途中で気づき、「政治・歴史関連の小説か…ちょい重たい系かな…」と少し身構えていたが、そんなこともなく。
主人公?のムイタックなどの天才児キャラクターも面白く、カンボジアの史実を扱っていながら、エンタメとして楽しく読み続けられた。
(※ちなみに物語の内容は、大雑把に言えば、現体制の腐った政府を打倒する、という内容。なので“水滸伝”に似てるかも)
難点は、多視点での物語進行。
先ほど“主人公?”となったのは、この多視点のせいでもある。
登場人物が多い上に、次々と視点が切り替わるので、物語が進むにつれ「あれ、コイツ誰だっけ?」となりやすい。

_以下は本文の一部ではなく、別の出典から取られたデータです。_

PR #545, opened 2020-01-01
Add tutorial for FoodChain activity

sdziuda:
Added the tutorial for FoodChain activity


llaske:
It's a good start but we need to differentiate tutorial for each game and add popup on each UI element.

sdziuda:
Do you mean something like what is done right [here](https://github.com/llaske/sugarizer/blob/master/lib/tutorial.js#L76)?
If yes, I get the whole idea of how to do it but I'm not sure yet how to know on which screen the user is currently on.

llaske:
Yes, it's exactly what I mean.
I think you could test the value of context, see [here](https://github.com/llaske/sugarizer/blob/dev/activities/FoodChain.activity/app.js#L155).

sdziuda:
Okay, thank you very much! I think I figured it out :)
If I have any more questions, I will write.

sdziuda:
Now the popups are different for each of the games in the activity.

llaske:
It's very good.

It seems however that once you've been to a game, the tutorial don't detect when you go back to the home page. Following is the result of clicking on the help button when coming back from the Play game:

image

I guess you could test the `Foodchain.context.game` value (instead of `FoodChain.context.object.id` ?) to avoid this issue.

activities/FoodChain.activity/lib/tutorial.js
```diff
@@ -0,0 +1,251 @@
...
+					}
+				}
+			},
+			onEnd: function() {
+				tutorial.elements = [];
+				tutorial.icons = null;
+			}
+		});
+		var currentView=FoodChain.context.object.id;
+		console.log(currentView);
```
llaske: Please, remove the debug log here

llaske:
Oops look like there is now an issue on the home page

image

sdziuda:
I think I know what happened, probably I gave the same name to Play button and PlayGame button text in locale.ini file, I'll go check it out.

sdziuda:
Yeah, I was right. I gave the same name to Play button and PlayGame button in locale.ini file.

PR #548, opened 2020-01-03
Add tutorial for Abecedarium activity

sdziuda:
Added the tutorial for Abecedarium activity

PR #551, opened 2020-01-03
Add tutorial for Abecedarium activity

sdziuda:
I've really messed up the previous PR (#548) so I've decided to do a new one. I hope now it works fine.


llaske:
Very good.

Just miss description of two exports buttons in the toolbar in Play mode.

image

sdziuda:
They are a little problematic to add popups for them. As you can see on the screenshot the popups appear even if they shouldn't.
image

I think that it is because this buttons exist but they are hidden [using style in index.html](https://github.com/llaske/sugarizer/blob/b2e55be2ce509156a5800eb300c04a34c105947d/activities/Abecedarium.activity/index.html#L44). I'm not sure how to resolve this problem.

sdziuda:
> They are a little problematic to add popups for them. As you can see on the screenshot the popups appear even if they shouldn't.
> image
> 
> I think that it is because this buttons exist but they are hidden [using style in index.html](https://github.com/llaske/sugarizer/blob/b2e55be2ce509156a5800eb300c04a34c105947d/activities/Abecedarium.activity/index.html#L44). I'm not sure how to resolve this problem.

Nevermind, I figured it out by now. I'll push commit in just a second.

Issue #549, opened 2020-01-03
Resize function gives error in TankOp Activity


s-mag:
I guess there is a bug in the code of play.js file.
It is due to the last commit with respect to the issue #404 .
Error comes in an infinite loop.
<img width="957" alt="Error" src="https://user-images.githubusercontent.com/44548987/71746333-9a79d500-2e92-11ea-81d6-9a341cba8695.png">

The error arises after we change modes of the game and the game stops working.
![ezgif com-video-to-gif (1)](https://user-images.githubusercontent.com/44548987/71746609-59ce8b80-2e93-11ea-80f6-04ee7ff3038a.gif)

@llaske Can you replicate this Issue?

s-mag:
Due this issue I was not able to resize screen while fixing issue #547 
I am working on it...

llaske:
Hmmm. You're right.

s-mag:
@llaske should I recreate resize function in play.js

sarthak-g:
@s-mag thanks for raising this issue.
Fixed this issue in pull request #552

s-mag:
@sarthak-g there is a new error coming
see here..

<img width="957" alt="Error2" src="https://user-images.githubusercontent.com/44548987/71763234-a8b20a80-2eff-11ea-93a5-a6f524cf959b.png">

Kindly fix this error as well...

s-mag:
I have fixed this issue in #553

llaske:
Fixed in https://github.com/llaske/sugarizer/pull/552

PR #552, opened 2020-01-04
solved issue #549(resize function error)

sarthak-g:
Issue #549 fixed.
Issue is due to changing id of div everytime we play game(without reloading).


s-mag:
Oh thanks mate. I will check now...

s-mag:
@sarthak-g there is a new error coming
see here..
Error2
Kindly fix this error as well...

s-mag:
> @sarthak-g there is a new error coming
> see here..
> Error2
> Kindly fix this error as well...

This error arises if you call the resize function....

sarthak-g:
@s-mag  error arises because you are trying to call resize method when the game is not started.
Note: resize method is only for resizing canvas(battlefield) when game is started.

s-mag:
> @s-mag error arises because you are trying to call resize method when the game is not started.
> Note: resize method is only for resizing canvas(battlefield) when game is started.

Oh I see nvm
Thanks....

s-mag:
But the old issue has not been resolved if you change modes 5-6 times the old error comes again in infinite loop.....

s-mag:
No need to work on this issue I have fixed it..
Thanks

sarthak-g:
> 
> 
> @sarthak-g No need to work on this issue I have fixed it..
> Thanks

Your function doesn't resize at all.

sarthak-g:
> 
> 
> @sarthak-g But the old issue has not been resolved if you change modes 5-6 times the old error comes again in infinite loop..... without calling the resize function.

I have tried more than 5-6 times with changing modes everytime, it is working fine.

s-mag:
The code worked fine...
But I altered it a little bit because I am adding fullscreen buttons and calling the resize function which was causing an error.

sarthak-g:
You can't remove that part of code

> 
> 
> The code worked fine...
> But I altered it a little bit because I am adding fullscreen buttons and calling the resize function which was causing an error.


Your alteration doesn't resize properly.The part you removed is to make sure that keyboard does not overlap with canvas.

s-mag:
Ohk. Then I should create a zoom function for the fullscreen issue.
Thanks.

llaske:
It works. Good job @sarthak-g and @s-mag.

特に、Audibleのようなオーディオブックで聴くと、少し頭がこんがらがる可能性がある。
この多視点での書き方は、よく伊坂幸太郎なども好んで使っているが、伊坂は3人程度なのでまだわかりやすい。
だが今回の物語は、視点切り替えが多すぎる。
水滸伝もそうだったが、やはり多視点で進んでいく物語は、読者が混乱する可能性も高いと思う。。
とはいえ、物語自体は興味を持って聞き続けられた。
政権打倒を掲げる状況下で、「誰が信じられるのか?」という状態も楽しめるし、
上巻の最後、天才児ムイタックの感情の変化には心動かされた。
(仲間側になると思っていた奴が…)
「下巻を読まなきゃ終われない!」と感じさせるラストは素晴らしい!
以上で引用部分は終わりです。